*Exercise goal*: Note each line of the entries that includes "defines". Then copy those lines.

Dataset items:
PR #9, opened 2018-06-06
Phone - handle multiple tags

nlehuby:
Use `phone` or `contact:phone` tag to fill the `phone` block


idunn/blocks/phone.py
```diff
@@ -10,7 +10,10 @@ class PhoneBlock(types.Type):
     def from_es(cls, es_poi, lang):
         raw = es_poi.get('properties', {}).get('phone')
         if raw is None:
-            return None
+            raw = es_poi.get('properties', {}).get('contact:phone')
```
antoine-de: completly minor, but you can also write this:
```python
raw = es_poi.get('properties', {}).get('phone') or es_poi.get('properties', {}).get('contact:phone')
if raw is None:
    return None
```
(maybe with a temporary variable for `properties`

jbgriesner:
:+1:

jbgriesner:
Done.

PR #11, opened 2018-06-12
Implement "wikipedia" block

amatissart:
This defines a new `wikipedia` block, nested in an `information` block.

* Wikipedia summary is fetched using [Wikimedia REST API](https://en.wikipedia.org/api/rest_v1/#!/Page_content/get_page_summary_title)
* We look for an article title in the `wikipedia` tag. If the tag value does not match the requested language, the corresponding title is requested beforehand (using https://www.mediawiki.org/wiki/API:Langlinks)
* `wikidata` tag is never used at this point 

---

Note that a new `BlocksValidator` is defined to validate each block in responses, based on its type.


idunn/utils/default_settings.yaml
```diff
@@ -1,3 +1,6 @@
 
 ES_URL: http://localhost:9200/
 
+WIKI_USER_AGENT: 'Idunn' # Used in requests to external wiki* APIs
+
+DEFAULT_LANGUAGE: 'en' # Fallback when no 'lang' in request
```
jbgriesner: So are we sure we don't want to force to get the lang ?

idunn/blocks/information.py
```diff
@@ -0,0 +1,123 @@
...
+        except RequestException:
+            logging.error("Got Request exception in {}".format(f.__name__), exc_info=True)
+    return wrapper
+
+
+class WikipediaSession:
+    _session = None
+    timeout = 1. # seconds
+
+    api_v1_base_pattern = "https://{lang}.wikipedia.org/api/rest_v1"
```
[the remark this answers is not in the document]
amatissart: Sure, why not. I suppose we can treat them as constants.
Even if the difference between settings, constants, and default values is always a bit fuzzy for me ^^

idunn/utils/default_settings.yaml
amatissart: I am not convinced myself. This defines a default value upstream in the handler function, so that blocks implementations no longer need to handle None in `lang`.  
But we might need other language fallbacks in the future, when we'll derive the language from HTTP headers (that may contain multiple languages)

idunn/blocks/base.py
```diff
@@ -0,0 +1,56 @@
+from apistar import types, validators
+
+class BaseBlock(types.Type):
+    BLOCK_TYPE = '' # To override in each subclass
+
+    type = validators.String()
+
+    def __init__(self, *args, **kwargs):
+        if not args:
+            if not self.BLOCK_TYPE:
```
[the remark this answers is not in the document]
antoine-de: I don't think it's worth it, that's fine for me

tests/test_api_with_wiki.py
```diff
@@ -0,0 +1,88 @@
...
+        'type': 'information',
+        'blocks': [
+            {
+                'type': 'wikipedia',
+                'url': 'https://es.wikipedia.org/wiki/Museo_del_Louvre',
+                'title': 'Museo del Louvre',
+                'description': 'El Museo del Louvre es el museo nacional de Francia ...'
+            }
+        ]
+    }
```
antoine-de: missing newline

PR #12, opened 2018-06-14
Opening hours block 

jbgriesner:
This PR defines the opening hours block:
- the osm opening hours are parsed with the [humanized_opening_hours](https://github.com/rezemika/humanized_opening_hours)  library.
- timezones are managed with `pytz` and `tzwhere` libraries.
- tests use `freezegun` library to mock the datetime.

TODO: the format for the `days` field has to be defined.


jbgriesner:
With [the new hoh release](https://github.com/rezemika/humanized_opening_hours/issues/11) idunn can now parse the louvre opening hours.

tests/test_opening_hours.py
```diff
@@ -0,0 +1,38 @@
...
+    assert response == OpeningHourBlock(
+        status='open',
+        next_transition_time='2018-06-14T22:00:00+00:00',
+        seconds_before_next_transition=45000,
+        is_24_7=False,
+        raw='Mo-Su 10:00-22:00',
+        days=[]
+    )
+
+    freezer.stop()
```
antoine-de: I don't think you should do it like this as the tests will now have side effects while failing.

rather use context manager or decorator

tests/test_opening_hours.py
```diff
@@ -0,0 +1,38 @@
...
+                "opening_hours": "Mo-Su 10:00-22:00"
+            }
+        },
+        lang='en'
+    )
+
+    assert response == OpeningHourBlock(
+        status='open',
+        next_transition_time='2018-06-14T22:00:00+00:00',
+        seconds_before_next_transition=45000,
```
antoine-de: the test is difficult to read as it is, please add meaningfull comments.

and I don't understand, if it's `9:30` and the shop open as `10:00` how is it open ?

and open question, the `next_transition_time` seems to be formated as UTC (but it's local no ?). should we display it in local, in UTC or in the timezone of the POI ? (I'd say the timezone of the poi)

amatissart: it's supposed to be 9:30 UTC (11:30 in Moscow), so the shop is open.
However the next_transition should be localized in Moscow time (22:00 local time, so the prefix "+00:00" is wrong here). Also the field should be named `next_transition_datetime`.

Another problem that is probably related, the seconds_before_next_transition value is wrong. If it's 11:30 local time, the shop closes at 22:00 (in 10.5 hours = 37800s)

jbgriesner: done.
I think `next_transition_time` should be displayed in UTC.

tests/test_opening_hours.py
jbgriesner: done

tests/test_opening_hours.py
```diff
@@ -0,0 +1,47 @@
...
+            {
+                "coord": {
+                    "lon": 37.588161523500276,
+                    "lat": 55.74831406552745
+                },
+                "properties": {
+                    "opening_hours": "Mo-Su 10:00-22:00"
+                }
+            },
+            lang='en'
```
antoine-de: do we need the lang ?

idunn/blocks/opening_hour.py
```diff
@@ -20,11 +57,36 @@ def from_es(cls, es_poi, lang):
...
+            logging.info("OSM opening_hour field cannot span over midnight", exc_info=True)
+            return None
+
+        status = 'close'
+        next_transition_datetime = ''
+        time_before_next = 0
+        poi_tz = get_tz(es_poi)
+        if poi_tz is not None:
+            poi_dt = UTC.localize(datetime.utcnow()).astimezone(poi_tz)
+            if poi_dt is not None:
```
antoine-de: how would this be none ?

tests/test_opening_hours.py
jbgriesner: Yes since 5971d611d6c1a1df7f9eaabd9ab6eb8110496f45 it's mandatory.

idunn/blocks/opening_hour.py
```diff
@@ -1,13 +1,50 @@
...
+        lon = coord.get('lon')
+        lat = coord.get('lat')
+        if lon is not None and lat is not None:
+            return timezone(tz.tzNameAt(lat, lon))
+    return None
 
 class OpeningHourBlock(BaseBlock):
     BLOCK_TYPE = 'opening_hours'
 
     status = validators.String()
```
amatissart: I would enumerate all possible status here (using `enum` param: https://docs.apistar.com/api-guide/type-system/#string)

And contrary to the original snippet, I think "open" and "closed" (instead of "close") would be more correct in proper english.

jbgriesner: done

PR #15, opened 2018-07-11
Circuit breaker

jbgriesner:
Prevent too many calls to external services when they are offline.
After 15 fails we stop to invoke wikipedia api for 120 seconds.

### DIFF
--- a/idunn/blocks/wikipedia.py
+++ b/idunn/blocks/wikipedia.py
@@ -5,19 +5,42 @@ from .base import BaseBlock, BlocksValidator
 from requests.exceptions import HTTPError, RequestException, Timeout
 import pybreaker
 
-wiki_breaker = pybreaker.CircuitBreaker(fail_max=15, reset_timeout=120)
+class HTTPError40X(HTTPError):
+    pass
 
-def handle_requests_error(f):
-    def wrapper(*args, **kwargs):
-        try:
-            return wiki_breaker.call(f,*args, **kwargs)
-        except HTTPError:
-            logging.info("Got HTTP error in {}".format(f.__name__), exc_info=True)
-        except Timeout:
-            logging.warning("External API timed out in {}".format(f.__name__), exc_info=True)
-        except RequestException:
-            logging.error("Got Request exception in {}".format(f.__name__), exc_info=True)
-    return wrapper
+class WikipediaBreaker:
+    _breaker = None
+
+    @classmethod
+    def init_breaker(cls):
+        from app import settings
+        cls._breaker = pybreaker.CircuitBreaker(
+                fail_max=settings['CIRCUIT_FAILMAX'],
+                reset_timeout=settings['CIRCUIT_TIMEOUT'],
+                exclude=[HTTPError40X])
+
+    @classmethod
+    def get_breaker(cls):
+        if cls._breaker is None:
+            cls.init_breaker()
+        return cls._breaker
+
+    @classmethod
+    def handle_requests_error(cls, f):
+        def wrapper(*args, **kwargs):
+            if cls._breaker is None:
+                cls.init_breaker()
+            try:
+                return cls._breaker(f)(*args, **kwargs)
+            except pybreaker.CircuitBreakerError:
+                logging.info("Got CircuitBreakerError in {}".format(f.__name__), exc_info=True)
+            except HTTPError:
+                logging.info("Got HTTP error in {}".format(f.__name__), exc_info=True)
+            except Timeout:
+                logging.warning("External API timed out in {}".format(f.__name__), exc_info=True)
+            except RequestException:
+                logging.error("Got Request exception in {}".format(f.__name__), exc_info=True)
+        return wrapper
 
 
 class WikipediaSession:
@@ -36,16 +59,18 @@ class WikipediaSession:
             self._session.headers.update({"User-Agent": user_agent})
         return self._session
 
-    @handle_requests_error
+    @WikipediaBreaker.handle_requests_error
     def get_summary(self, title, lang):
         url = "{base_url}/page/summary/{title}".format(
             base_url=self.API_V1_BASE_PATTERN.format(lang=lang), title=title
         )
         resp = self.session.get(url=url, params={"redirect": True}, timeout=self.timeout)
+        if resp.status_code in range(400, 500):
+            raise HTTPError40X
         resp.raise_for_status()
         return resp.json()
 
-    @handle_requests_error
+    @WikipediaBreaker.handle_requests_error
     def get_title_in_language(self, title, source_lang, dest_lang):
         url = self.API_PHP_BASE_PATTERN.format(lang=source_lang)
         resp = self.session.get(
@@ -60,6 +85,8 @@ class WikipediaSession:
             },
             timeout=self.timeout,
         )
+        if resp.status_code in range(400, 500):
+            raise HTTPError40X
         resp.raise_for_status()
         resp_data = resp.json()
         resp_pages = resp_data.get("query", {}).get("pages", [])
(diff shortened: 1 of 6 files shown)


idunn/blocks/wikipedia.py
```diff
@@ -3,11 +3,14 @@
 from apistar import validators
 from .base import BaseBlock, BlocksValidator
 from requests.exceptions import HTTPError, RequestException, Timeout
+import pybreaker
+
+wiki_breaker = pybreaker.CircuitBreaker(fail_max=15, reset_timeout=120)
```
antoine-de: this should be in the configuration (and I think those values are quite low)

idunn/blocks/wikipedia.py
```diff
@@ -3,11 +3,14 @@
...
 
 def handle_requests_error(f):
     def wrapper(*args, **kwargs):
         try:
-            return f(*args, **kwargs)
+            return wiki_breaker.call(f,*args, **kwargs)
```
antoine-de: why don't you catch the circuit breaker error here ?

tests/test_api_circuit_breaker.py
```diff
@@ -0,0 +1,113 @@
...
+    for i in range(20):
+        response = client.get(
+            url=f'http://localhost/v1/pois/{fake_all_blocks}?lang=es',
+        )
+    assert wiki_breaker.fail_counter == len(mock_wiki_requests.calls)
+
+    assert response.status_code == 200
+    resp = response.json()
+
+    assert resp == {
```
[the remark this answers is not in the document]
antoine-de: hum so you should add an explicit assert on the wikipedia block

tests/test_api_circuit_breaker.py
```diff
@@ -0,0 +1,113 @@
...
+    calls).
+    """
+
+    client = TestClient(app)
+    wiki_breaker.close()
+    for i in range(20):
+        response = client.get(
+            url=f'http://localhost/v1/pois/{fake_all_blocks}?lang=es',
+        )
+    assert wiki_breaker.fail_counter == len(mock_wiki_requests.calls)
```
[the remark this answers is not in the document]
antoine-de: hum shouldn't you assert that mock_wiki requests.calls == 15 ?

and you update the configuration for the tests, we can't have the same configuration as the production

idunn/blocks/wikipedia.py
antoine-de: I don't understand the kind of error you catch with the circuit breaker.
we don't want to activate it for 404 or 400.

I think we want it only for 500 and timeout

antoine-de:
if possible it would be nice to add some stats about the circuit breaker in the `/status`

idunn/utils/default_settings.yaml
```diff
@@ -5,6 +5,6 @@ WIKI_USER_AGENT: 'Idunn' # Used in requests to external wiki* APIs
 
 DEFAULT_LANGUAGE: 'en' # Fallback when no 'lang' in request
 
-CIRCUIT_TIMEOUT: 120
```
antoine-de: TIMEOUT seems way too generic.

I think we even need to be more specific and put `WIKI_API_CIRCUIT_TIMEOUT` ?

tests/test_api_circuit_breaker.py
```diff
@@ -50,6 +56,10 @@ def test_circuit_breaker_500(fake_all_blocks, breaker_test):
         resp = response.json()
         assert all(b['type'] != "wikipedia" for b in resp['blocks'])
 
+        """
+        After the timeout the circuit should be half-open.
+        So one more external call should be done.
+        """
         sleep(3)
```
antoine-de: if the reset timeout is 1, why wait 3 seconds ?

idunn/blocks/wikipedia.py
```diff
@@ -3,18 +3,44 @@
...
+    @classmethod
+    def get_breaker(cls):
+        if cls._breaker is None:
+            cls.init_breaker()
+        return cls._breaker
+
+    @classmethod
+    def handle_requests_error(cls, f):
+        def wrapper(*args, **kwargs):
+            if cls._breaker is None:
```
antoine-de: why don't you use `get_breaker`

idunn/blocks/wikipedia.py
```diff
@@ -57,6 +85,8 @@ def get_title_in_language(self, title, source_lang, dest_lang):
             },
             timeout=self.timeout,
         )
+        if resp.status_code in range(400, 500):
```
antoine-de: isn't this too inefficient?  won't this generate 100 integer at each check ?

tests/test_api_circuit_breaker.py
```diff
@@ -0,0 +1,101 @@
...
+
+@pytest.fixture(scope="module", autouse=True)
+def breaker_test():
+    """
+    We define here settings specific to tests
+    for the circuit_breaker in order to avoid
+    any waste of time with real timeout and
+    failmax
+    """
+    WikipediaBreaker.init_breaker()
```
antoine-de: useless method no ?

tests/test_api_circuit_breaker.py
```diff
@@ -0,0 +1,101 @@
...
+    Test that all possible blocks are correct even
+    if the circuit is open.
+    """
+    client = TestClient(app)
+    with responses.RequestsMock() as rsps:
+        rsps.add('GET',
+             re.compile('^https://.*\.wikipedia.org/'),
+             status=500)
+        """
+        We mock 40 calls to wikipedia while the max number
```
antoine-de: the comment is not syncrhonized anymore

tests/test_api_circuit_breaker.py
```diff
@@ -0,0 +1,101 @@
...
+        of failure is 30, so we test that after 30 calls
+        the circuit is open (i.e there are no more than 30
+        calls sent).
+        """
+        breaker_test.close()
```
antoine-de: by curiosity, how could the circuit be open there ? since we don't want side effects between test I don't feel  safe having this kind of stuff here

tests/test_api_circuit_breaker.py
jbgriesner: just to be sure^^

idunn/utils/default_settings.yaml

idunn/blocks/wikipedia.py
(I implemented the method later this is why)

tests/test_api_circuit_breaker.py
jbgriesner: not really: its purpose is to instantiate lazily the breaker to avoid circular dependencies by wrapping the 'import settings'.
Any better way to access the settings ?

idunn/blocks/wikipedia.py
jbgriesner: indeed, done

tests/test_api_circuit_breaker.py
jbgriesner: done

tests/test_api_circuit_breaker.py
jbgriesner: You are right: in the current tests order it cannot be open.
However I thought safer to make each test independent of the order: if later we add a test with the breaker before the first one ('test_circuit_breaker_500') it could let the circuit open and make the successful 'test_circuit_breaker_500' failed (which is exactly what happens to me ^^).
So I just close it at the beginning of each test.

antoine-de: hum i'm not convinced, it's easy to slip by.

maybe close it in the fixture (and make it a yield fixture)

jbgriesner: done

*Exercise result*:
This defines a new `wikipedia` block, nested in an `information` block.
amatissart: I am not convinced myself. This defines a default value upstream in the handler function, so that blocks implementations no longer need to handle None in `lang`.  
This PR defines the opening hours block:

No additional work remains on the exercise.